Please copy every line with the string "null" from the entries below.
⁂
PR #3408, opened 2022-09-02
Matching rules for fragment shader output and color attachments

### LINKED ISSUE #2013: Fragment output <-> attachment interface matching rules def
Right now the WebGPU spec and WGSL spec are vague about the fragment output and attachment interface matching rules.

https://www.w3.org/TR/webgpu/#fragment-state
> The pipeline output type must be compatible with colorState.format.

The rule should have two parts.
* For BaseType: The scalar type (`f32`, `i32`, or `u32`) must match the sample type of the format. (Pretty clear). 
* For componentCounts: here are results shown by some tests (when the component count of output and channel count of fragment color attachment don't match)

|       |  Metal  |  D3D12 |  Vulkan(Win) |
|-----|---------|---------|----------------|
|  `vec4<f32>` <-> `R8Unorm` |   ✔️   |  ✔️  |  ✔️  |
| `f32` <-> `RGBA8Unorm` | ❌Error |  ❌ Undefined value for unwritten channels (Error with backend validation) | ❌ Undefined value ~~✔️(seems happy, pad with 0)~~ |

Here are some related spec text I found (please help add refs)
* https://docs.microsoft.com/en-us/windows/win32/direct3dhlsl/dx9-graphics-reference-asm-ps-registers-output-color (This is hlsl for dx9 though)
* https://www.khronos.org/registry/vulkan/specs/1.1/html/chap15.html#interfaces-fragmentoutput

We have 2 options here:
* State in the spec that component count of the fragment color output should be equal or bigger than the channel count of the `colorState.format`. The extra components are discarded. Otherwise there would be a validation error.
* Do a transform of the user-input WGSL shader in our implementations to make sure the output is always expanded to `vec4<T>`, without validating the componentCount.

WDYT

kainino0x:
Fixes #2013

### DIFF
--- a/spec/index.bs
+++ b/spec/index.bs
@@ -7318,8 +7318,6 @@ dictionary GPURenderPipelineDescriptor : GPUPipelineDescriptorBase {
             |descriptor|.{{GPURenderPipelineDescriptor/fragment}}.
 </div>
 
-Issue: define what "compatible" means for render target formats.
-
 <div class=example>
     Creating a simple {{GPURenderPipeline}}:
 
--- a/spec/index.bs
+++ b/spec/index.bs
@@ -7152,7 +7152,7 @@ dictionary GPURenderPipelineDescriptor : GPUPipelineDescriptorBase {
                 [=Content timeline=] steps:
 
                 1. If |descriptor|.{{GPURenderPipelineDescriptor/fragment}} is not `undefined`:
-                    1. For each non-`null` |colorState| layout descriptor in the list
+                    1. [=list/For each=] non-`null` |colorState| of
                         |descriptor|.{{GPURenderPipelineDescriptor/fragment}}.{{GPUFragmentState/targets}}:
                         1. [$Validate texture format required features$] of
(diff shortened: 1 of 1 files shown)


spec/index.bs
```diff
@@ -7555,7 +7555,8 @@ dictionary GPUFragmentState : GPUProgrammableStage {
 
     - |descriptor|.{{GPUFragmentState/targets}}.length must be &le;
         |device|.{{device/[[limits]]}}.{{supported limits/maxColorAttachments}}.
-    - For each non-`null` |colorState| layout descriptor in the list |descriptor|.{{GPUFragmentState/targets}}:
+    - For each index |index| and non-`null` value |colorState| layout descriptor in the list
```
Kangz, line 7556: nit: This could read like a cartesian product. "For each index index containing a non-null value colorState"?

toji (approved):
LGTM

lokokung:
Removing 'needs-cts-label' because IIUC, tests for this spec change has already been implemented in `val: render_pipeline,fragment_state:pipeline_output_targets,*`

PR #3413, opened 2022-09-05
Upgrade dependency for grammar and ignore pre

mehmetoguzderin:
This PR upgrades tree-sitter's pip installation version to 0.20.0, which fixes the language version 14 issue and ignores pre file for the recursive include (@dneto0 is that OK?).

### DIFF
--- a/.gitignore
+++ b/.gitignore
@@ -7,6 +7,7 @@ wgsl/index.html
 wgsl/index.pre.html
 wgsl/wgsl.lalr.txt
 wgsl/wgsl.lalr.profile
+wgsl/wgsl.recursive.bs.include.pre
 explainer/index.html
 correspondence/index.html
 tools/node_modules/
--- a/wgsl/extract-grammar.py
+++ b/wgsl/extract-grammar.py
@@ -529,7 +529,7 @@ with open(grammar_path + "/package.json", "w") as grammar_package:
     grammar_package.write('        "nan": "^2.15.0"\n')
     grammar_package.write('    },\n')
     grammar_package.write('    "devDependencies": {\n')
-    grammar_package.write('        "tree-sitter-cli": "^0.20.0"\n')
+    grammar_package.write('        "tree-sitter-cli": "^0.19.0"\n')
     grammar_package.write('    },\n')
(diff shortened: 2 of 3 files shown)


mehmetoguzderin:
@dneto0 tentatively landing to stop grammar-changing PRs from failing to build. Please PR in case this ignore is unintended and that file should live in tree.

wgsl/extract-grammar.py
```diff
@@ -529,7 +529,7 @@ def not_token_only(value):
     grammar_package.write('        "nan": "^2.15.0"\n')
     grammar_package.write('    },\n')
     grammar_package.write('    "devDependencies": {\n')
-    grammar_package.write('        "tree-sitter-cli": "^0.20.0"\n')
+    grammar_package.write('        "tree-sitter-cli": "^0.19.0"\n')
```
kainino0x, line 532: This is changed to 0.19.0 but the install-dependencies.sh is changed to 0.20.0. Shouldn't they be consistent?

.gitignore
```diff
@@ -7,6 +7,7 @@ wgsl/index.html
 wgsl/index.pre.html
 wgsl/wgsl.lalr.txt
 wgsl/wgsl.lalr.profile
+wgsl/wgsl.recursive.bs.include.pre
```
kainino0x, line 10: Thanks, I've been meaning to do this since this file always shows up as untracked on `git status`.

wgsl/extract-grammar.py
mehmetoguzderin: Please check the consecutive PR. tree-sitter team issued a fix for this situation.

mehmetoguzderin: @kainino0x this is the PR: https://github.com/gpuweb/gpuweb/pull/3416

And the tree-sitter fix's source discussion: https://github.com/tree-sitter/py-tree-sitter/issues/60#issuecomment-1237436565

kainino0x: ah I see, the two packages aren't kept exactly in line. Thanks for the pointers!

PR #3414, opened 2022-09-05
Adjust literals section

mehmetoguzderin:
This PR rearranges the literals section to have more subsections for ease of reading and section-internal-consistent definition of grammar. 
* In alignment with the rest of the spec, grammar bits now precede example bits.
* Examples now have presentations according to type (hexadecimal or decimal).
* const_literal definition is now at the top to provide better numeric literals subsection reading where it comes between two paragraphs/tables about numeric literals.

### DIFF
--- a/wgsl/extract-grammar.py
+++ b/wgsl/extract-grammar.py
@@ -529,7 +529,7 @@ with open(grammar_path + "/package.json", "w") as grammar_package:
     grammar_package.write('        "nan": "^2.15.0"\n')
     grammar_package.write('    },\n')
     grammar_package.write('    "devDependencies": {\n')
-    grammar_package.write('        "tree-sitter-cli": "^0.20.0"\n')
+    grammar_package.write('        "tree-sitter-cli": "^0.19.0"\n')
     grammar_package.write('    },\n')
     grammar_package.write('    "main": "bindings/node"\n')
     grammar_package.write('}\n')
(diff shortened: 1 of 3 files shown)


wgsl/extract-grammar.py
```diff
@@ -529,7 +529,7 @@ def not_token_only(value):
     grammar_package.write('        "nan": "^2.15.0"\n')
     grammar_package.write('    },\n')
     grammar_package.write('    "devDependencies": {\n')
-    grammar_package.write('        "tree-sitter-cli": "^0.20.0"\n')
+    grammar_package.write('        "tree-sitter-cli": "^0.19.0"\n')
```
mehmetoguzderin, line 532: This change is already in the upstream. Please ignore.

wgsl/index.bs
```diff
@@ -542,6 +542,18 @@ A <dfn>literal</dfn> is one of:
 * A <dfn>numeric literal</dfn>: either an [=integer literal=] or a [=floating point literal=],
     and is used to represent a number.
 
+<div class='syntax' noexport='true'>
+  <dfn for=syntax>const_literal</dfn> :
```
alan-baker, line 546: As you suggested in the editors meeting.
```suggestion
  <dfn for=syntax>literal</dfn> :
```

alan-baker (approved):

wgsl/index.bs
mehmetoguzderin: @alan-baker thank you very much, please check the new commit!

alan-baker (approved):

dneto0 (approved):

PR #3422, opened 2022-09-07
wgsl: ban ptr-to-workgroup params to user-defined functions

dneto0:
Fixes: #3276

### DIFF
--- a/wgsl/index.bs
+++ b/wgsl/index.bs
@@ -7903,9 +7903,6 @@ Note: The [=attribute/const=] attribute cannot be applied to user-declared funct
     the following address spaces:
     * [=address spaces/function=]
     * [=address spaces/private=]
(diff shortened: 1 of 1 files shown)


alan-baker (approved):

kdashg:
We talked a bunch in detail about how best to tackle #3422 in meeting. However, I don't think making progress on a more general approach to inout vs pointers is necessary to unblock this PR's removal of ptr-to-workgroup, since (I believe?) we simply can't make ptr-to-workgroup work in practice on HLSL.

Can we just move forward with this narrow cases here, and continue to talk more about the larger discussion on inout/ptr elsewhere? Is there any outcome from that discussion that is likely to cause us to *not* remove ptr-to-workgroup? @litherum

kdashg (approved):

PR #3425, opened 2022-09-07
Constant floating point errors for NaN and inf

alan-baker:
Shader-creation error if floating-point const-expression is inf or nan.
Pipeline-creation error if floating-point override-expression is inf or nan.

Expand notes to include domain errors (except those based on infinity).

Contributes to #3253.

### DIFF
--- a/wgsl/index.bs
+++ b/wgsl/index.bs
@@ -11712,7 +11712,8 @@ but a value may infer the type.
   <tr>
     <td>
     <td>
-Note: The result is not mathematically meaningful if `e` &le 0.
+
+Note: The result is not mathematically meaningful if `e` &le; 0.
 </table>
 
 ### `ldexp` ### {#ldexp-builtin}
@@ -11756,6 +11757,7 @@ Note: The result is not mathematically meaningful if `e` &le 0.
   <tr>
⁂
REPLY TO THE EXERCISE -
-                    1. For each non-`null` |colorState| layout descriptor in the list
+                    1. [=list/For each=] non-`null` |colorState| of
-    - For each non-`null` |colorState| layout descriptor in the list |descriptor|.{{GPUFragmentState/targets}}:
+    - For each index |index| and non-`null` value |colorState| layout descriptor in the list
Kangz, line 7556: nit: This could read like a cartesian product. "For each index index containing a non-null value colorState"?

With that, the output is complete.